TASK GOAL: Output only the lines of the entries that follow, starting at the one with "break anything? :)" and running down to the one with "I am excited about this", both included and unchanged.

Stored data
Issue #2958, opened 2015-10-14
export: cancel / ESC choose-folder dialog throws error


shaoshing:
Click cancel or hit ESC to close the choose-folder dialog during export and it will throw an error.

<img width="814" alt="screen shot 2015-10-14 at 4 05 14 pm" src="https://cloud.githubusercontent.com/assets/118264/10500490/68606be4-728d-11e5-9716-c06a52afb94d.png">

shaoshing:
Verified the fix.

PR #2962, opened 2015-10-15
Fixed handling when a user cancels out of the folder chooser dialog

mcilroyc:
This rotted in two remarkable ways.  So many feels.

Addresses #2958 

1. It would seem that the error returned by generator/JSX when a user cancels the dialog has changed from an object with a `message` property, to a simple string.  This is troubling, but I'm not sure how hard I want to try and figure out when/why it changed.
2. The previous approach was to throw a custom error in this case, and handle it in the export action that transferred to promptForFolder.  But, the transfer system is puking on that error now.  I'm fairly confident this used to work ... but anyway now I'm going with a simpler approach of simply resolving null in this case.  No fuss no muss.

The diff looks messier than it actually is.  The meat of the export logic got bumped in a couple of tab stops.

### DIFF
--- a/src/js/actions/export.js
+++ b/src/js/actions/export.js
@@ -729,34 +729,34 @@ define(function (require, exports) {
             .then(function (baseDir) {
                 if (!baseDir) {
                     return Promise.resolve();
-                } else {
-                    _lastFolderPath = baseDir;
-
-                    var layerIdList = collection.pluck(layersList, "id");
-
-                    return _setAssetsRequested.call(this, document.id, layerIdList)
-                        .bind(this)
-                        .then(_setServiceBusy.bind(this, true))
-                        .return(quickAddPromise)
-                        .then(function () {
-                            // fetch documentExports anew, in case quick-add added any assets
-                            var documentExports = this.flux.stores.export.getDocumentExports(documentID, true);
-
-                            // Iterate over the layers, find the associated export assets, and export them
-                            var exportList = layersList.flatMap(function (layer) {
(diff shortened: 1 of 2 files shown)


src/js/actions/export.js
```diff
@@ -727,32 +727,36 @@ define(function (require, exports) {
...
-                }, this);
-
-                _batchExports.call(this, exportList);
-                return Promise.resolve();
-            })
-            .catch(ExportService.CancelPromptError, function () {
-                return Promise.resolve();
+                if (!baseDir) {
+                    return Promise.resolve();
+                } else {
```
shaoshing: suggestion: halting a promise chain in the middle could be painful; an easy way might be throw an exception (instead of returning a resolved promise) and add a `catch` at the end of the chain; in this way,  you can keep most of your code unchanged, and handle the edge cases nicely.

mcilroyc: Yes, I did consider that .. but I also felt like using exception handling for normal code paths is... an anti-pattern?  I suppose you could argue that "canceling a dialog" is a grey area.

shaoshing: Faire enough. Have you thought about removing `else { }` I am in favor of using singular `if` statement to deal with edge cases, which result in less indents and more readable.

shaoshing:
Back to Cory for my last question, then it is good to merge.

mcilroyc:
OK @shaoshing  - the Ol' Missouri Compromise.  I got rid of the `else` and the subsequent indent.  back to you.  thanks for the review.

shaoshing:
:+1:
* * *
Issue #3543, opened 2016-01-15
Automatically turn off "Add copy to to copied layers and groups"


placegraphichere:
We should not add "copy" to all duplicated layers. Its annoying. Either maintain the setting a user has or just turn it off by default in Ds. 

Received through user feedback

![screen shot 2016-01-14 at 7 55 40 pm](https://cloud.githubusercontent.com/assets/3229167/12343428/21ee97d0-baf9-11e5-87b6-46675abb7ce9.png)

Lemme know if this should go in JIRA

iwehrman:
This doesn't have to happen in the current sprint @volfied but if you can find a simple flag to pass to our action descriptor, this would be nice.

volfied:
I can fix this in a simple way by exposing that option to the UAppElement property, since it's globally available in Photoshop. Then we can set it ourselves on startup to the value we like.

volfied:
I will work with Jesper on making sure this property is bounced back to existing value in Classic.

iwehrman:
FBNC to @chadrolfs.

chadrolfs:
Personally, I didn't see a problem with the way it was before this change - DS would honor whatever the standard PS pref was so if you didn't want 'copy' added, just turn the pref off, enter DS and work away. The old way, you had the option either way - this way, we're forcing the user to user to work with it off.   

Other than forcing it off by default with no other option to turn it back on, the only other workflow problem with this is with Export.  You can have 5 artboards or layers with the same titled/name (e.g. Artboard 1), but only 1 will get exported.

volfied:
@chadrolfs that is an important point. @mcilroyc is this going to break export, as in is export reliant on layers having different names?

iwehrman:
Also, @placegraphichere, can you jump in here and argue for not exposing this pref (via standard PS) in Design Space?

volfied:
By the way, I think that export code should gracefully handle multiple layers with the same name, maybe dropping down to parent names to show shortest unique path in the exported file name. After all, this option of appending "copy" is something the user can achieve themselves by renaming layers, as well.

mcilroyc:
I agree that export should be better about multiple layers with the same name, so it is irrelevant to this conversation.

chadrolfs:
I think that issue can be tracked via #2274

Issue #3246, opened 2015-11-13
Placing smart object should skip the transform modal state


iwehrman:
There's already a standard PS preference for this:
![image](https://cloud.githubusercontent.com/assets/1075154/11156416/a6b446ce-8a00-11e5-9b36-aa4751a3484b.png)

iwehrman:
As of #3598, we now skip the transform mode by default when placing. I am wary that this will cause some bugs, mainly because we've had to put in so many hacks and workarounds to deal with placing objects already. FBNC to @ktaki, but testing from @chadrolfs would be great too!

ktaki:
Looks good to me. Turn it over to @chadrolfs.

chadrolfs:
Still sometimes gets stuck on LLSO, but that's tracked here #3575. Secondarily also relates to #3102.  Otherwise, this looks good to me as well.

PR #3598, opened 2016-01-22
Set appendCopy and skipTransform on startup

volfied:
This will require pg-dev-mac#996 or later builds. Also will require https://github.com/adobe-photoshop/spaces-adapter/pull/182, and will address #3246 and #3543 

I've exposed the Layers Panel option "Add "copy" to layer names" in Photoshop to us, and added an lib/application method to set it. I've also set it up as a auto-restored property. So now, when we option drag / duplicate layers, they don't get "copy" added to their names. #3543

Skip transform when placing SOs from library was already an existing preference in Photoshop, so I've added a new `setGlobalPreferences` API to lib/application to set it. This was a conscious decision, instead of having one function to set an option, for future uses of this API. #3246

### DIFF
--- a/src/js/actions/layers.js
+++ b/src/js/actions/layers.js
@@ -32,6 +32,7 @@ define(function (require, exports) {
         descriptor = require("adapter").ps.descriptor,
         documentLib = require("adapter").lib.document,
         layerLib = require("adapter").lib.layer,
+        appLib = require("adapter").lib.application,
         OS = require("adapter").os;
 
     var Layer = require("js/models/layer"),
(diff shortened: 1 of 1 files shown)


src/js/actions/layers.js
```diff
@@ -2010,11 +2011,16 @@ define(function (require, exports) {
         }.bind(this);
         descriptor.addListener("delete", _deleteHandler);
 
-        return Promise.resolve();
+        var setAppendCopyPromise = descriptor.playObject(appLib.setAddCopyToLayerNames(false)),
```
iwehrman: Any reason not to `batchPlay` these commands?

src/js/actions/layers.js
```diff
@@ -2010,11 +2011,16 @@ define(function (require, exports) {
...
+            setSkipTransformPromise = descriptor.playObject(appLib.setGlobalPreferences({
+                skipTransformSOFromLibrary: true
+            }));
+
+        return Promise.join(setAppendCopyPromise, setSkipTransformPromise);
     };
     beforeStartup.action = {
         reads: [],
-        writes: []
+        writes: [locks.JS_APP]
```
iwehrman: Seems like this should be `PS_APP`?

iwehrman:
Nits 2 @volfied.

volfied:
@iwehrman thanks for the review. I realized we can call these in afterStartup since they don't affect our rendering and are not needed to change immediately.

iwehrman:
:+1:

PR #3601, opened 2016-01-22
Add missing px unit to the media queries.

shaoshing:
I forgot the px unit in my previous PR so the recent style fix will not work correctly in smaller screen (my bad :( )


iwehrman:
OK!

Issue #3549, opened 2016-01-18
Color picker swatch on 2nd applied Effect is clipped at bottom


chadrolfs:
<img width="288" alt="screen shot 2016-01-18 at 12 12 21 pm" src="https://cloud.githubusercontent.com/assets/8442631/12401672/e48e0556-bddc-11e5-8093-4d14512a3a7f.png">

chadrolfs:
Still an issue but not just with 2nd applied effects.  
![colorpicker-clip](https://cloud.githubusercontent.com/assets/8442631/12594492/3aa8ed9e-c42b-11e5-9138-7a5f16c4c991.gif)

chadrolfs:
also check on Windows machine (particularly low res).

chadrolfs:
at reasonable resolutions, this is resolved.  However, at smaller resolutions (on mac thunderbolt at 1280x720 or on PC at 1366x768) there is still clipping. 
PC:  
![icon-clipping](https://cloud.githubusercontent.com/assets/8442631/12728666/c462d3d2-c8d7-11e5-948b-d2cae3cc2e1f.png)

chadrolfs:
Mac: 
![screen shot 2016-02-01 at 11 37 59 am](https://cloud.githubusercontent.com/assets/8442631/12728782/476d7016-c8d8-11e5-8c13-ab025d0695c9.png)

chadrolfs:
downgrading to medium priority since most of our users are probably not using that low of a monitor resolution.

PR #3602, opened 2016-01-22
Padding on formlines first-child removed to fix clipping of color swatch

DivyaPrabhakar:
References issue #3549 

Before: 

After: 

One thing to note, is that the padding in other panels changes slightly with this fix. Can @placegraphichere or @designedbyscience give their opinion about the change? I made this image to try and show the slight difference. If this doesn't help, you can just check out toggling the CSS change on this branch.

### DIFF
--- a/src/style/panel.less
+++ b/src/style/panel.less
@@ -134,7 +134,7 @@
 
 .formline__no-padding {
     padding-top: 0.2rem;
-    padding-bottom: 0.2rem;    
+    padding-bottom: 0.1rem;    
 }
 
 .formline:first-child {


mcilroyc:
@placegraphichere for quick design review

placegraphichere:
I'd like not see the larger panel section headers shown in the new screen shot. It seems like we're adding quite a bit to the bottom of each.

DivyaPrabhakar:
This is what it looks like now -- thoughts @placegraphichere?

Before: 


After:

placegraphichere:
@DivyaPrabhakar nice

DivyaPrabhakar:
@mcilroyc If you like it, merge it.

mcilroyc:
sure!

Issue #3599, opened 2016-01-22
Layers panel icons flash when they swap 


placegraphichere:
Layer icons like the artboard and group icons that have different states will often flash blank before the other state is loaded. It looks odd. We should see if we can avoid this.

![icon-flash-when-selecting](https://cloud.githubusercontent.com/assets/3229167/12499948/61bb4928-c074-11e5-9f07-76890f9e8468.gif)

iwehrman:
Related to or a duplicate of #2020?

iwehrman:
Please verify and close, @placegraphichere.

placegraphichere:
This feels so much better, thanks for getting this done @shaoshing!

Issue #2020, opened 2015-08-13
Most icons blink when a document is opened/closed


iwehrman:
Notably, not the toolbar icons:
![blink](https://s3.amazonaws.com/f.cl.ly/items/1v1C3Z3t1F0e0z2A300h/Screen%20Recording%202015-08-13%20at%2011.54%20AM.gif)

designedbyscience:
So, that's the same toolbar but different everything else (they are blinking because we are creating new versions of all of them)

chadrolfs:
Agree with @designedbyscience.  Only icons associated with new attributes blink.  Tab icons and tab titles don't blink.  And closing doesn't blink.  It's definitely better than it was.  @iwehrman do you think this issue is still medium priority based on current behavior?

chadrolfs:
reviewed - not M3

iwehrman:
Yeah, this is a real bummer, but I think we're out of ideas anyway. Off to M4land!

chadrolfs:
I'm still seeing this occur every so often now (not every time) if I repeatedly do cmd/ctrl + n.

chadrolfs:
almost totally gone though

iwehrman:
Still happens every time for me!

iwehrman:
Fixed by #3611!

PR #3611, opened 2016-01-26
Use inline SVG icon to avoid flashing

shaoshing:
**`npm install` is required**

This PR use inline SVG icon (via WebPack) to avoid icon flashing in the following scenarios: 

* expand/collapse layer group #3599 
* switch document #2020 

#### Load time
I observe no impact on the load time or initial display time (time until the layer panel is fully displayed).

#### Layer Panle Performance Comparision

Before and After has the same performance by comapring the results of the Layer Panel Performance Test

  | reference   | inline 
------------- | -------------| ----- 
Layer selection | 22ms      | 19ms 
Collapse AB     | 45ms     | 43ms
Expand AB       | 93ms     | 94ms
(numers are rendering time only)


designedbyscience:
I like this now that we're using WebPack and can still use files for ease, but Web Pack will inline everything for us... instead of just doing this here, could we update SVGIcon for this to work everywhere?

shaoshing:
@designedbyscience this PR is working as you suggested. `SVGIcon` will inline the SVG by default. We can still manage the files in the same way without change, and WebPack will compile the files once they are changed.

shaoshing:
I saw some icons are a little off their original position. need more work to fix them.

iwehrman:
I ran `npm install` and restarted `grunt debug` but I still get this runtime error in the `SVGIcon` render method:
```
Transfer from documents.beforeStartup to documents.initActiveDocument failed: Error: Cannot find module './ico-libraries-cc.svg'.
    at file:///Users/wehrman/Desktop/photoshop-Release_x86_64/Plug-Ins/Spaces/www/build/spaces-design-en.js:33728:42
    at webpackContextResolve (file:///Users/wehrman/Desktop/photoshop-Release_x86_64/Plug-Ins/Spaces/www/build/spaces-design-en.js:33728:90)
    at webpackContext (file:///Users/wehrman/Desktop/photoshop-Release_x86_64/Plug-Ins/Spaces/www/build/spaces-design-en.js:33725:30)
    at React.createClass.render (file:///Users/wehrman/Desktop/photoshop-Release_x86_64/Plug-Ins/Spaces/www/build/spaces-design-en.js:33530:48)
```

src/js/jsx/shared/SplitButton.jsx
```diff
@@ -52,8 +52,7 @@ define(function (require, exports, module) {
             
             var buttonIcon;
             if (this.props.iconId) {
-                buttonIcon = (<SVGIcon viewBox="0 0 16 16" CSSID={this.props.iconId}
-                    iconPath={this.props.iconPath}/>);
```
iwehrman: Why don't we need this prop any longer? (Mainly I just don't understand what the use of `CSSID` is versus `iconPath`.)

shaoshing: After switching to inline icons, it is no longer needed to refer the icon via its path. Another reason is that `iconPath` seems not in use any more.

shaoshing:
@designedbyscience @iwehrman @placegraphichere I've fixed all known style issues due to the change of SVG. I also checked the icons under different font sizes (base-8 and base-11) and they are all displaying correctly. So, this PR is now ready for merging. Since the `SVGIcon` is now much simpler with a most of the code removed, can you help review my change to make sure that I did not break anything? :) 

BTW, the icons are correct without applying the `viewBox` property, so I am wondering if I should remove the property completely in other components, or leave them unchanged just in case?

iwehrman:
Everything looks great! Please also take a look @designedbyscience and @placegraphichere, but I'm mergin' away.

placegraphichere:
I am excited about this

RESPONSE TO THE TASK:
@designedbyscience @iwehrman @placegraphichere I've fixed all known style issues due to the change of SVG. I also checked the icons under different font sizes (base-8 and base-11) and they are all displaying correctly. So, this PR is now ready for merging. Since the `SVGIcon` is now much simpler with a most of the code removed, can you help review my change to make sure that I did not break anything? :) 

BTW, the icons are correct without applying the `viewBox` property, so I am wondering if I should remove the property completely in other components, or leave them unchanged just in case?

iwehrman:
Everything looks great! Please also take a look @designedbyscience and @placegraphichere, but I'm mergin' away.

placegraphichere:
I am excited about this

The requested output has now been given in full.